Im sorry I missed it. Im only about 90 miles, but I missed your post and havent been checking for shows lately. My loss. Would have been great to say hello and check out your set up.


----------



## flyguy55 (Apr 20, 2015)

upsman sorry I missed you I am actually the fedexman for the last 40 years still going strong.We could have compared notes.Here is some of what you missed,,,,,,,,


----------



## upsman55 (Jan 11, 2013)

flyguy55 said:


> upsman sorry I missed you I am actually the fedexman for the last 40 years still going strong.We could have compared notes.Here is some of what you missed,,,,,,,,


40 years and still going! That is an accomplishment in the package delivery game. And I do have my fair share of stories to share! I should put an X in front of my upsman though since I left it a while back. But thanks for sharing the photos of the Erie show. You have quite a selection. Ill keep my eyes open for the next show there.


----------



## flyernut (Oct 31, 2010)

You should have brought some of those engines to Batavia when we met. I would have taken more off your hands, but now, my excess cash is going towards my new car.


----------



## flyguy55 (Apr 20, 2015)

Trains ......Cars.....Women....I am familiar with those vices....


----------



## BrokeCurmudgeon (Feb 8, 2016)

flyguy55 said:


> Trains ......Cars.....Women....I am familiar with those vices....

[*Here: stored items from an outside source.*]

Issue #190, opened 2024-12-05
Populate pg fhir server table with one value


bamader:
## Description:

Use flyway insert statements to pre-populate the new table with the information for the Public HAPI server. The thinking here is that this server is always good to have around for demo purposes and has the least overhead config to set up to get the vertical slice up and running.

Additionally, write a function in database-service.ts called \`getFhirServerConfig\` that retrieves the configuration information for a FHIR server by the server’s name.

Finally, change the \`fhirServers\` constant in fhir-servers to pull the information for the Public HAPI server from the DB.

## Acceptance Criteria:

1. The flyway migration that creates the table has pre-populated data for one row.
2. A getFhirServerConfig function is written.
3. The fhirServers constant is modified to load from the DB rather than hard code

PR #203, opened 2024-12-09
Add `fhir_servers` table + `getFhirServerConfigs` function

### LINKED ISSUE #189: Create a PG Table to store FHIR server connection config details
## Description:

This table can be created in a flyway migration that follows query and valueset table creation. The table needs to have a number of columns for storing credentials:

1. id: generic UUID column for the DB
2. server_name: what to call the server (e.g. Public HAPI Server)
3. hostname: the endpoint URL associated with the FHIR server
4. headers: an optional JSON column containing information such as content-type, accept, cache-control, and the like

## Acceptance Criteria:

A table is created matching the above column specification

m-goggins:
# PULL REQUEST

## Summary

This PR adds the initial step to pull FHIR server configurations from the DB and run them using configuration from the DB instead of relying on hardcoded values. 

The new Flyway migration builds out the `fhir_servers` table where connection details will be stored. It also adds a single row to the `fhir-servers` table that contains the details for the Public HAPI connection.

I also added a function called `getFhirServerConfigs` to retrieve and use the FHIR server configuration(s) when executing a query as well as `getFhirServerNames` to retrieve just the names for rendering on the client side without exposing config details. 

I had to do a little finagling with how we handle the `init` to get both the hardcoded server names and the server names in the flyway migration to appear and run because the configuration for the hardcoded values was set up differently from how we designed the table.

## Related Issue

Fixes #189 + [#190](https://linear.app/skylight-cdc/issue/QUE-97/populate-pg-fhir-server-table-with-one-value)

## Additional Information
I'm going to make a follow up ticker/PR to resolve how we're handling the `FHIR_SERVERS` const on the API side but figured that this PR is the bulk of the backend work. 

## Checklist

- [x] Link to relevant issues
- [x] Update documentation


robertandremitchell (approved):
broadly looks good to me. I wasn't able to test the demo workflow entirely because the public HAPI server is down, but advanced workflows still worked.

query-connector/src/app/database-service.ts
```diff
@@ -885,3 +886,42 @@ export async function checkDBForData() {
...
+
+//Cache for FHIR server configurations
+let cachedFhirServerConfigs: Promise<FhirServerConfig[]> | null = null;
+
+/**
+ * Fetches all FHIR server configurations from the database and caches the result.
+ * @returns An array of FHIR server configurations.
+ */
+export async function getFhirServerConfigs() {
+  if (cachedFhirServerConfigs) {
```
fzhao99, line 898: suggestion to be taken with some salt: would we ever want an escape hatch (via an optional param?) to flush the cache?

fzhao99 (approved):
left one suggestion but lgtm!

query-connector/flyway/sql/V02_01__add_fhir_servers.sql
```diff
@@ -0,0 +1,11 @@
+CREATE TABLE IF NOT EXISTS fhir_servers (
+    id UUID DEFAULT uuid_generate_v4 (),
+    name TEXT,
+    hostname TEXT,
+    headers JSON DEFAULT NULL
```
nickclyde, line 5: Will we need to add columns for authentication creds for non-public servers, or will we just store a token in the headers column?

query-connector/src/app/database-service.ts
nickclyde: Since this is a server action, I think we won't be able to flush the cache just by refreshing the page, so I think Bob is right that we'll need some manual way to flush the cache

query-connector/flyway/sql/V02_01__add_fhir_servers.sql
m-goggins: I believe we'll just store them in the headers column unless you think there's a good reason to keep it separate. We have some OAUTHSCOPES in the headers for the CernerHelios connection but we haven't had any username, etc. authentication yet.

```
function configureEHX(xdestination: string): DevFhirServerConfig {
  const headers = {
    Accept: "application/json, application/*+json, */*",
    "Accept-Encoding": "gzip, deflate, br",
    "Content-Type": "application/fhir+json; charset=UTF-8",
    "X-DESTINATION": xdestination,
    "X-POU": "PUBHLTH",
    "X-Request-Id": uuidv4(),
    prefer: "return=representation",
    "Cache-Control": "no-cache",
  };
  if (xdestination === "CernerHelios") {
    (headers as Record<string, string>)["OAUTHSCOPES"] =
      "system/Condition.read system/Encounter.read system/Immunization.read system/MedicationRequest.read system/Observation.read system/Patient.read system/Procedure.read system/MedicationAdministration.read system/DiagnosticReport.read system/RelatedPerson.read";
  }
  return {
    id: xdestination,
    name: xdestination,
    hostname: "https://concept01.ehealthexchange.org:52780/fhirproxy/r4/",
    headers,
    trustSelfSigned: true,
  };
}
```

query-connector/src/app/database-service.ts
m-goggins: Added a `forceRefresh` param that we can set true to manually reset. I'm thinking it might be nice to refresh when we [add/edit/delete fhir servers](https://linear.app/skylight-cdc/issue/QUE-100/add-edit-and-delete-buttons-to-front-end-fhir-server-table).

PR #214, opened 2024-12-12
fix translation methods between query pages

fzhao99:
# PULL REQUEST

## Summary
The code that just went in for the new DB tables overloaded a mapping method between @katyasoup and I's PR's that should have been two separate functions. This PR separates them and adds some unit tests to prevent this in the future

## Additional Information
Another example of us not having testing infra biting us! Will bring this up at retro

Something else that might have caught this earlier would be more explicitly typing the response from the DB beyond the provided `QueryRow`. **Would love opinions on how we might type our queries more explicitly to tell application code what the shape of data coming back from the DB looks like**

## Checklist
- [ ] Update documentation

### DIFF
--- a/query-connector/src/app/database-service.ts
+++ b/query-connector/src/app/database-service.ts
@@ -688,8 +688,7 @@ export async function getCustomQueries(): Promise<CustomUserQuery[]> {
       q.query_data,
       q.conditions_list
     FROM
-      query q
-    WHERE     q.query_name IN ('Gonorrhea case investigation', 'Newborn screening follow-up', 'Syphilis case investigation', 'Cancer case investigation', 'Chlamydia case investigation');
+      query q;
   `;
   // TODO: this will eventually need to take into account user permissions and specific authors
   // We'll probably also need to refactor this to not show up in any user-facing containers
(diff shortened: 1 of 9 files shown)


query-connector/src/app/database-service.ts
```diff
@@ -688,8 +688,7 @@ export async function getCustomQueries(): Promise<CustomUserQuery[]> {
       q.query_data,
```
fzhao99, line 688: we can just return all the entries in the query table now that we only seed the table with the five demo queries

query-connector/src/app/utils.tsx
```diff
@@ -76,39 +76,94 @@ type QueryTableQueryDataColumn = {
...
+    author: storedConcept["author"],
+    system: storedConcept["code_system"],
+    ersdConceptType: storedConcept["type"] ? storedConcept["type"] : undefined,
+    dibbsConceptType: storedConcept["dibbs_concept_type"],
+    includeValueSet: conceptGroup.find((c) => c["include"]) ? true : false,
+    concepts: conceptGroup.map((c) => {
+      return {
+        code: c["code"],
+        display: c["display"],
+        include: c["include"] ?? true,
```
fzhao99, line 160: I think the contexts where `include` isn't defined off the concept group, (I think?) the default when we're making a trip back from the DB should be true.

robertandremitchell (approved):

Issue #169, opened 2024-11-20
Update navigation between queryBuilding pages


robertandremitchell:
## Description:

Now that we have the backend / db schema work finished and the  independent pages for `My queries` and the beginnings of the building screens, we'll need to link them together. This includes the following: 

* Once work is complete to add `query_data` and `conditions_list` to the `query` table in the database, we will need to refactor this section of code: [https://github.com/CDCgov/dibbs-query-connector/blob/main/query-connector/src/app/database-service.ts#L622](https://github.com/CDCgov/dibbs-query-connector/blob/main/query-connector/src/app/database-service.ts#L622)
  * We should be able to avoid as many joins and just pull data from `query`. This may require updating the interface to not pull from valuesets or to reflect the JSON we create for `query_data`.
  * This should allow us to also in the case of superadmins get rid of any WHEREs. which only exist now to speed up processing. The limiting factor should be done based on user permissions, which we may need to add here or could potentially be accomplished in an alternative method.
* Refactoring the navigation to link between the my queries page and the building page
* Updating the fetch to pull from the new `query_data` column
* Cleaning up any unused code

## Acceptance Criteria:

* Fetches valuesets / concepts for conditions pulls from the `query_data` column
* My Queries table pulls from the `query` table rather than hardcoded
* Constants that tie the demo query options to labels / values / etc aren't so duplicative

PR #217, opened 2024-12-16
update navigation between query building pages

fzhao99:
# PULL REQUEST

## Summary
Links the various query building work (backend schema / fetching functionality, the My Queries page, and the valueset selection page) together

- Changes the query building pages to use the frontend-driven navigational style that exists in query customization
    - next router (which is what we were using) doesn't have a default way of persisting state between pages. I tried hacking together something together using context, but it didn't work great / caused issues, so I went ahead and did it like we're doing in the other flow
    - Something worth investigating into the future is a more unified approach into our router setup. The way we're currently handling routing doesn't play nice with the browser back button, which has accessibility issues. Am going to do a bit of reading on the differences between navigation options in NextJS and write up a ticket.
 - Populate the valueset selection page with the query name / selected valuesets of saved queries 
 - Also tweaked the population of the `include` prop for valuesets to match closer to what we've discussed. This fixes a regression for the valueset accordions being checked on by default that got introduced
 - Started splitting out new additions to the backend into their separate files, first by moving the DB client creation to another file

## Related Issue
Part one of #169 

https://github.com/user-attachments/assets/abc8de3f-912e-48ae-b615-8092ea5cc34b

## Additional Information
- This should give an easier way for us to reference / update which valuesets/conditions we're associating with queries we're building, since the ID / name are now passed between all these pages
- Followup cleanup PR incoming to dedupe some constants

## Checklist
- [x] Link to relevant issues

### DIFF
--- a/query-connector/src/app/constants.ts
+++ b/query-connector/src/app/constants.ts
@@ -404,3 +404,11 @@ export const INTENTIONAL_EMPTY_STRING_FOR_CONCEPT_VERSION = "";
 // we clean up the DB migration. Leaving these in until we can clean these up
 // in the migration schema
 export const INTENTIONAL_EMPTY_STRING_FOR_GEM_CODE = "";
+
+// Define the type for the FHIR server configurations
+export type FhirServerConfig = {
+  id: string;
+  name: string;
+  hostname: string;
+  headers: Record<string, string>;
+};
--- a/query-connector/src/app/constants.ts
+++ b/query-connector/src/app/constants.ts
@@ -24,12 +24,12 @@ export type USE_CASES = (typeof UseCases)[number];
 export const UseCaseToQueryName: {
   [key in USE_CASES]: string;
 } = {
-  "social-determinants": "Social Determinants of Health",
-  "newborn-screening": "Newborn Screening",
-  syphilis: "Congenital syphilis (disorder)",
-  gonorrhea: "Gonorrhea (disorder)",
-  chlamydia: "Chlamydia trachomatis infection (disorder)",
-  cancer: "Cancer (Leukemia)",
+  "social-determinants": "Gather social determinants of health",
+  "newborn-screening": "Newborn screening follow-up",
+  syphilis: "Syphilis case investigation",
+  gonorrhea: "Gonorrhea case investigation",
+  chlamydia: "Chlamydia case investigation",
+  cancer: "Cancer case investigation",
 };
 
 /**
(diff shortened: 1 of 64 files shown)


query-connector/src/app/queryBuilding/buildFromTemplates/BuildFromTemplates.tsx
```diff
@@ -88,13 +117,6 @@ export default function QueryTemplateSelection() {
       const formattedResults =
         results && groupConditionConceptsIntoValueSets(results);
 
-      // when fetching directly from conditions table (as opposed to a saved query),
```
fzhao99, line 91: I went ahead and changed the default return from the formatting function to have the `include` values to be true, since in any case that I can think of, fetching a valueset / concept means that we want to use it. Lmk if this is an incorrect assumption though.

robertandremitchell: I think that's right for a default condition/valueset/concept tree that we'd include everything. I also like the code to deselect a valuset if someone deselects all concepts.

query-connector/src/app/constants.ts
```diff
@@ -300,7 +300,7 @@ export const stateOptions = [
 export type Mode = "search" | "results" | "select-query" | "patient-results";
 
 /* Mode that query building pages can be in; determines what is displayed to the user */
-export type BuildStep = "condition" | "valueset" | "concept";
+export type BuildStep = "selection" | "condition" | "valueset" | "concept";
```
robertandremitchell, line 303: makes sense. I don't think we actually need a `concept` BuildStep, since concepts are selected as part of the Drawer component on the valueset page.

robertandremitchell (approved):
looks good! definitely agree that keeping the same structure as we do for demo makes the most sense for maintaining state.

query-connector/src/app/queryBuilding/components/SelectionTable.tsx
```diff
@@ -112,11 +112,11 @@ export const SelectionTable: React.FC<SelectionTableProps> = ({
...
           groupedValueSetsForCondition[valueSetType],
         );
-        const totalCount = tallyConcpetsForValueSetGroup(
+        const totalCount = tallyConceptsForValueSetGroup(
           valueSetsForType,
           false,
         );
-        const selectedCount = tallyConcpetsForValueSetGroup(
+        const selectedCount = tallyConceptsForValueSetGroup(
           valueSetsForType,
```
fzhao99, line 120: fixed this typo

robertandremitchell (approved):
Broadly looks good. found a few more lines in need of cleanup with the retooling, but should be good to merge after.

* https://github.com/CDCgov/dibbs-query-connector/blob/d52e3b1b6f754927d083899a0b79eafff42014f4/query-connector/src/app/queryBuilding/querySelection/EmptyQueriesDisplay.tsx#L28
* https://github.com/CDCgov/dibbs-query-connector/blob/d52e3b1b6f754927d083899a0b79eafff42014f4/query-connector/src/app/query/components/header/header.tsx#L145

PR #224, opened 2024-12-17
clean up duplicative query type constants

fzhao99:
Follow up for this comment: https://github.com/CDCgov/dibbs-query-connector/pull/201#discussion_r1880649603

### DIFF
--- a/query-connector/src/app/constants.ts
+++ b/query-connector/src/app/constants.ts
@@ -8,69 +8,35 @@ import {
   MedicationAdministration,
   MedicationRequest,
 } from "fhir/r4";
-/**
- * The use cases that can be used in the app
- */
-export const UseCases = [
-  "social-determinants",
-  "newborn-screening",
-  "syphilis",
-  "gonorrhea",
-  "chlamydia",
-  "cancer",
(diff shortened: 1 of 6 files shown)


query-connector/src/app/constants.ts
```diff
@@ -8,69 +8,35 @@ import {
...
-  { value: "syphilis", label: "Syphilis case investigation" },
-];
 
-type DemoQueryOptionValue = (typeof demoQueryLabels)[number];
-export const demoQueryValToLabelMap = demoQueryOptions.reduce(
-  (acc, curVal) => {
-    acc[curVal.value as DemoQueryOptionValue] = curVal.label;
-    return acc;
+export const USE_CASE_DETAILS = {
+  "social-determinants": {
```
robertandremitchell, line 13: I don't think we want to actually include social determinants anymore; this was a more custom query that we haven't fully supported as of yet (so if they try to customize it, they get 0 things to customize). Or we could comment it out for now to hedge.

robertandremitchell (approved):
looks good! so much more intuitive. just a small note about social determinants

I know what trains and cars are, but I can't remember what women are? It seems to me, as I recall, that they are all what one spends ones money on...:smilie_daumenpos:


----------



## yd328 (Dec 19, 2017)

Broke, 
It looks like your memory is still intact

Gary


----------



## yd328 (Dec 19, 2017)

Flyguy,
That's a nice selection you have there.

Gary


----------



## flyguy55 (Apr 20, 2015)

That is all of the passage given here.